▶ _ASSIGNED TASK_
Copy out each line below that has the word "know" in it.

• • • • • • •

PR #255, opened 2019-04-18
:wrench: upgrade spring dependencies from 3.0.5-RELEASE to 4.3.21.REL…

### LINKED ISSUE #254: Upgrade dependencies to spring 4.x.x
Heritrix-commons depends on spring 3.0.5-RELEASE which is an outdated version.

The use of heritrix-commons as a library may lead to dependencies issues.

jkowalczyk:
…EASE (latest)

Closes #254

### DIFF
--- a/commons/pom.xml
+++ b/commons/pom.xml
@@ -137,27 +137,22 @@
 		<dependency>
 			<groupId>org.springframework</groupId>
 			<artifactId>spring-core</artifactId>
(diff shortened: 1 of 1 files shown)


jkowalczyk:
There is no test on the spring package. So I don't know if this huge upgrade can break anything.

As far as I know, the spring schemas defined in the job example file (profile-crawler-beans.cxml), are already in version 3.0. So it may be without impact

• • • • • • •

▶ _WRITTEN SOLUTION_
There is no test on the spring package. So I don't know if this huge upgrade can break anything.
As far as I know, the spring schemas defined in the job example file (profile-crawler-beans.cxml), are already in version 3.0. So it may be without impact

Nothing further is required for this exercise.